Indeed not. In fact, the next exciting chapter in the extraordinary life of Britain's most widely performed playwright - William Shakespeare apart - is about to begin, as he forges a special union between North and South. His new parables are to be premièred at the Yvonne Arnaud Theatre, in Guildford, Surrey, after their usual dry runs at the SJT. There will also be major revivals from the sparkling Ayckbourn back-catalogue as a prelude to nationwide tours, which he will manage and direct.

No, he isn't about to desert his cosy theatrical sanctuary overlooking the North Sea. The venture, he explains, is more in the way of a natural progression in the long association between his base in Yorkshire and the prestigious Surrey venue. Lengthy negotiations were finalised between him and the Yvonne Arnaud's inspirational director, James Barber, before the curtain went up on a short run of Sugar Daddies, playing to packed houses, this year.

Ayckbourn also expects his successful 1982 holiday saga Season's Greetings to be revived and launched on a commercial tour from the YA. Aside from retaining creative control of his productions, he sees financial benefits for everyone involved. "The Yvonne Arnaud is one of the best-run regional theatres in the country," Sir Alan says. "I like the people there and how they treat us. I spoke to Jamie Barber, and we agreed that we should formalise our relationships.

"Regional theatre has been strapped for cash for a long time. I would like to bring back some money. I was looking at some of the tours of my plays, and they were doing very nicely with a couple of stars from Coronation Street and the like. I thought, 'Hold on... why aren't we seeing the profits?' Perhaps it's time to plough that money back into the system."

He describes the Yvonne Arnaud as a "friendly receiving house" where revivals of Bedroom Farce and Damsels in Distress have prospered. The theatre has also hosted the pre-West End runs of Ayckbourn blockbusters such as Woman in Mind. "We have a long history, and this is taking that co-operation one step further," he says.

Sugar Daddies will be the 64th play in a 40-year career: his Mr Whatnot opened at the New Arts Theatre, London, in 1964, though ardent followers point to the West End production of his first major success, Relatively Speaking, three years later as the more genuine theatrical landmark.

Ayckbourn's new offering, Sugar Daddies, is another dark comedic episode, involving an unremarkable girl from a London catering college and an elderly man who is almost killed by a hit-and-run driver while dressed as Santa Claus. The human flotsam and jetsam are united by strife, a theme thoroughly explored in previous Ayckbourn plays. She takes him back to the flat she shares with her sister, and the blue touch-paper is lit. The Christmastime collision results in a bizarre bond between the 20-year-old Sasha and 80-year-old Uncle Val, as he is known. Alison Pargeter and Rex Garner, who took the original roles in Scarborough, are likely to continue all the way through to the West End later this year.

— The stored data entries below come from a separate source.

PR #3124, opened 2025-03-10
CAS-1385 Fix issue return duplicated premises for pdus

muhammad-elabdulla:
This [PR CAS-1385](https://dsdmoj.atlassian.net/browse/CAS-1385) is to fix an issue with get CAS3 premises query which is returning duplicated premises in pdus


davidatkinsuk (approved):
LGTM 👍

PR #3560, opened 2025-06-02
Refactor reports date range

vbala-moj:
Updated reports to use date-time range instead of just date, as it will have an impact on other report generation.


davidatkinsuk (approved):
LGTM 👍

PR #3562, opened 2025-06-02
feature/APS-2261-reports-name-refactor

vbala-moj:


src/main/kotlin/uk/gov/justice/digital/hmpps/approvedpremisesapi/controller/cas1/Cas1ReportsController.kt
```diff
@@ -158,23 +150,16 @@ class Cas1ReportsController(
...
-  private fun createCas1ReportName(name: String, year: Int, month: Int, contentType: ContentType): String {
-    val timestamp = LocalDateTime.now().format(TIMESTAMP_FORMAT)
-    return "$name-$year-${month.toString().padStart(2, '0')}-$timestamp.${contentType.extension}"
-  }
-
   private fun createCas1ReportName(
     name: String,
     startDate: LocalDateTime,
     endDate: LocalDateTime,
-    contentType: ContentType,
```
vbala-moj, line 171: We may need to revert this change if we go back to using Excel for the OOSB report.

src/main/kotlin/uk/gov/justice/digital/hmpps/approvedpremisesapi/controller/cas1/Cas1ReportsController.kt
```diff
@@ -54,85 +53,78 @@ class Cas1ReportsController(
...
-    val monthSpecificReportParams = MonthSpecificReportParams(
-      year = year,
-      month = month,
-    )
 
     return when (reportName) {
       Cas1ReportName.applicationsV2 -> generateStreamingResponse(
         contentType = ContentType.CSV,
-        fileName = createCas1ReportName("applications", year, month, ContentType.CSV),
+        fileName = createCas1ReportName("applications", startDate, endDate),
```
davidatkinsuk, line 60: I guess it may be a tiny bit neater if we passed the dateRange directly into the `createCas1ReportName` function? I think we can then get rid of startDate/endDate variables declared on lines 54 & 55?

davidatkinsuk (approved):
Just one minor comment from me. This is looking super neat 👍 . As with the OOSB PR, we can only merged once we're happy that consumers can ingest the CSV version of the report

PR #3591, opened 2025-06-05
CAS-1725 - fix for incorrect email address

daveawc:
the incorrect email is being used when notes were added by nacro. 

This PR updates that to use either the most recent assigned POM, or to use the OMU email address if they are unallocated.


src/main/kotlin/uk/gov/justice/digital/hmpps/approvedpremisesapi/service/cas2/Cas2EmailService.kt
```diff
@@ -101,6 +101,17 @@ class Cas2EmailService(
     )
   }
 
+  fun getReferrerEmail(application: Cas2ApplicationEntity): String? {
+    // currently with cas2 bail there is no POM, and the offender is not in prison.
+    // in this instance we should fall back to use the created by user (a delius user)
+    application.currentAssignment?.let {
```
gregkhawkins, line 107: presumably is there no `currentAssignment` for `cas2 bail` either then?

gregkhawkins (approved):

PR #3606, opened 2025-06-09
SPIKE - Controller -> Service refactor

gregkhawkins:
**Background**
The idea behind the work done for the spike is that we will create 1 JIRA ticket per new CAS3 endpoint. The scope of each ticket will be:
1. Decouple cas3 functionality from the original controller (discussed in comment below in depth)
2. Add new endpoint to the cas3 controller and integrate that new endpoint with the new cas3 serivce class (and cas3 repos etc)

**Delivered**
* A work in progress of doing the above for the `GET /premises/{premisesId}` endpoint
* Integration tests and unit tests pass which proves the decoupling bit has not broken the shared endpoint
* Have commented out functionality (not much!) that is not do-able yet (as new CAS3 datamodel in progress!)
* Have not yet delivered an integration tests for WIP new cas3 endpoint (or unit tests) - only a spike!
* Have made comments in the PR to justify / discuss certain aspects of this approach


src/main/kotlin/uk/gov/justice/digital/hmpps/approvedpremisesapi/controller/PremisesController.kt
```diff
@@ -88,10 +90,12 @@ import uk.gov.justice.digital.hmpps.approvedpremisesapi.service.cas3.GetBookingF
 
 @Service
 class PremisesController(
+  private val requestContextService: RequestContextService,
+  private val cas3PremisesController: Cas3PremisesController,
   private val usersService: UserService,
   private val userAccessService: UserAccessService,
   private val premisesService: PremisesService,
-  private val cas3PremisesService: Cas3PremisesService,
+  private val temporaryAccommodationPremisesService: TemporaryAccommodationPremisesService,
```
gregkhawkins, line 98: I thought it might be a good idea to rename the pre-existing `Cas3PremisesService` -> `TemporaryAccommodationPremisesService`. The reason for this was I started adding the new functions to the pre-existing `Cas3PremisesService` and realised this would fast get out of control as the pre-existing service is already 500 lines of code.

Another good reason is that if you continue adding your functions to this renamed `TemporaryAccommodationPremisesService` class, then we can meanwhile add our new functions exclusively to the new `Cas3PremisesService. This will mean we reduce conflicts. If there is stuff we need to reuse from`TemporaryAccommodationPremisesService` my suggestion would be to move the reusable code to the new `Cas3PremisesService` and call it from `TemporaryAccommodationPremisesService` then we have access to it also.

The good thing about this approach is that at the end (once the UI has switched to the new cas3 endpoints) we can just delete `TemporaryAccommodationPremisesService` and keep the  `Cas3PremisesService`. This will save us from looking at conditional logic to figure out what we can delete that was used for the old shared endpoints.

src/main/kotlin/uk/gov/justice/digital/hmpps/approvedpremisesapi/controller/cas3/Cas3PremisesController.kt
```diff
@@ -60,9 +69,38 @@ class Cas3PremisesController(
...
+
+    if (!userAccessService.currentUserCanViewPremises(premises)) {
+      throw ForbiddenProblem()
+    }
+    val totalBeds = temporaryAccommodationPremisesService.getBedCount(premises)
+    val availableBedsForToday =
+      temporaryAccommodationPremisesService.getAvailabilityForRange(premises, LocalDate.now(), LocalDate.now().plusDays(1))
+        .values.first().getFreeCapacity(totalBeds)
+    return ResponseEntity.ok(premisesTransformer.transformJpaToApi(premises, totalBeds, availableBedsForToday))
+  }
```
gregkhawkins, line 84: the above is called by the `PremisesContoller` to do the cas3 stuff currently in production

src/main/kotlin/uk/gov/justice/digital/hmpps/approvedpremisesapi/controller/cas3/Cas3PremisesController.kt
```diff
@@ -60,9 +69,38 @@ class Cas3PremisesController(
...
+    val premises = cas3PremisesService.getPremises(premisesId)
+      ?: throw NotFoundProblem(premisesId, "Premises")
+
+    if (!userAccessService.currentUserCanViewPremises(premises)) {
+      throw ForbiddenProblem()
+    }
+    val totalBeds = cas3PremisesService.getBedspaceCount(premises)
+    val availableBedsForToday = 0 // todo: replace with below equivalent
+//      cas3PremisesService.getAvailabilityForRange(premises, LocalDate.now(), LocalDate.now().plusDays(1))
+//        .values.first().getFreeCapacity(totalBeds)
```
gregkhawkins, line 96: this is commented out because what happens in the implementation of the `cas3PremisesService.getAvailabilityForRange()` depends on `cas3_void_bedspaces` which @daveawc is currently refactoring

src/main/kotlin/uk/gov/justice/digital/hmpps/approvedpremisesapi/service/UserAccessService.kt
```diff
@@ -56,6 +57,10 @@ class UserAccessService(
     else -> false
   }
 
+  fun currentUserCanViewPremises(premises: Cas3PremisesEntity) = userCanViewPremises(userService.getUserForRequest(), premises)
+
+  fun userCanViewPremises(user: UserEntity, premises: Cas3PremisesEntity) = userCanAccessRegion(user, ServiceName.temporaryAccommodation, probationRegionId = premises.id) && user.hasRole(UserRole.CAS3_ASSESSOR)
```
gregkhawkins, line 62: A keen eye might notice that I pass `premises.id` for the `probationRegionId` parameter here (to the `userCanAccessRegion()` function. This is obviously temporary as in the implementation of the `userCanAccessRegion()` function we check the the `user.probationRegion.id` is the same as this to make sure they have access.

My understanding is that we intentionally removed the join to the `ProbationRegionEntity` on the new `Cas3PremisesEntity` so not sure how we mimic this business logic?

Let me know if this has already been thought out. :)

PR #3611, opened 2025-06-10
APS-2092 enable prometheus alerts for prod

danhumphreys-moj:
Ref: https://dsdmoj.atlassian.net/browse/APS-2092

This PR enables Prometheus alerting in `prod` and enables database alerts to be triggered in the `dev` environment when we have at least one connection.  This is to check that database alerting works as expected.

Once this is confirmed we can set the alerting threshold values to those appropriate for each environment.


muhammad-elabdulla (approved):
LGTM

davidatkinsuk (approved):
LGTM 👍

PR #3630, opened 2025-06-12
CAS-1686: C3 BE Change bookings search to use new offender name field

rashadmughal:
Now that the `offender_name` field is populated by the migration job ``Cas3UpdateBookingOffenderNameJob` this PR uses this field to sort by name when required.


muhammad-elabdulla (approved):
LGTM

PR #3663, opened 2025-06-16
APS-2379 Isolate CAS2 OASys transform logic

davidatkinsuk:
Move all CAS2 OASys Transform logic into a CAS2 specific class. This does create some limited duplication, but is required for subsequent changes to the CAS2 logic that will diverge from CAS1 & CAS 3


besscerule (approved):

The terrain is typically Ayckbourn, with the male and female of the species re-creating themselves or toying with society's deepest conventions. He plants his emotional mini-bombs liberally throughout, before subtly padding his grand finale with layers of verbal gelignite. He says: "The play is about how we tend to want to reinvent ourselves, to push our James Bond personas. I really like that idea. We want to be somebody else, if only briefly. But that never works, because within 20 minutes or so you are rumbled and people know who you are and where you have come from.

"We are in that kind of age. There is a total obsession with age-gaps at the moment, so we are dealing with topical territory. I have to say the play gets very dark indeed. The main characters are both not what they seem at the outset."

The affable Ayckbourn, 64, was born in London just before the outbreak of the Second World War. He was raised in Sussex and educated at Haileybury, in Hertfordshire. He became a live wire at BBC radio drama in the Fifties, where he was recognised as a senior executive of the future. But his heart lay in writing and the stage, and it wasn't too long before his mentor, Stephen Joseph - son of the publisher Michael Joseph and the actress Hermione Baddeley - encouraged him to put Broadcasting House in his past and join him at the Library Theatre in Scarborough.

Ayckbourn's private life was in turmoil, providing him with artistic inspiration for all the wrong reasons. He was just 19 when he married the actress Christine Roland. They had two sons, Steven and Philip, by the time he was 26. Their stormy romance ended in volleys of acrimony, which he has never quite forgotten. "Yes, it was not the most happy of times. My biographer pointed out to me how many times I had used the theme of broken marriages in my plays," he says. "I hadn't realised before then how much that part of my life had influenced me. It must have looked as though I was trying to get a message across. For a time, I was actually known in the theatre as the 'scourge of marriage'."

Today, his eldest, Steven, 44, has returned to university to take an IT course, while Philip, 42, runs a theatrical company. "I think I cast rather a giant shadow over both of them," Sir Alan confesses. "Steven wanted to be a production manager. But who knows? He may still end up there. Philip is also starting to write. He shows much promise, but I have always supported them, no matter what."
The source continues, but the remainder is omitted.